◆ Directions ◆
Please give every entry again, exactly as it reads.

**** Supplied information ****

PR #129, opened 2020-04-22
b/154758301: add access_log and access_log_format

TAOXUY:
Flag parity with ESP

It can be like [this](https://paste.googleplex.com/6400135833583616).

### DIFF
--- a/docker/generic/start_proxy.py
+++ b/docker/generic/start_proxy.py
@@ -414,6 +414,15 @@ environment variable or by passing "-k" flag to this script.
         '''
     )
     parser.add_argument(
+        '--access_log_format',
+        help='''
+        String format to specify the format of access log. For the detailed
+        rules, please refer to the following document.
+        https://www.envoyproxy.io/docs/envoy/latest/configuration/observability/access_log#format-strings
+        '''
+    )
+
+    parser.add_argument(
         '--disable_tracing',
         action='store_true',
         default=False,
@@ -652,6 +661,9 @@ def enforce_conflict_args(args):
             # for non gcp case, disable tracing if tracing project id is not provided.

****

◆ Written response ◆
PR #129, opened 2020-04-22
b/154758301: add access_log and access_log_format

TAOXUY:
Flag parity with ESP

It can be like [this](https://paste.googleplex.com/6400135833583616).

### DIFF
--- a/docker/generic/start_proxy.py
+++ b/docker/generic/start_proxy.py
@@ -414,6 +414,15 @@ environment variable or by passing "-k" flag to this script.
         '''
     )
     parser.add_argument(
+        '--access_log_format',
+        help='''
+        String format to specify the format of access log. For the detailed
+        rules, please refer to the following document.
+        https://www.envoyproxy.io/docs/envoy/latest/configuration/observability/access_log#format-strings
+        '''
+    )
+
+    parser.add_argument(
         '--disable_tracing',
         action='store_true',
         default=False,
@@ -652,6 +661,9 @@ def enforce_conflict_args(args):
             # for non gcp case, disable tracing if tracing project id is not provided.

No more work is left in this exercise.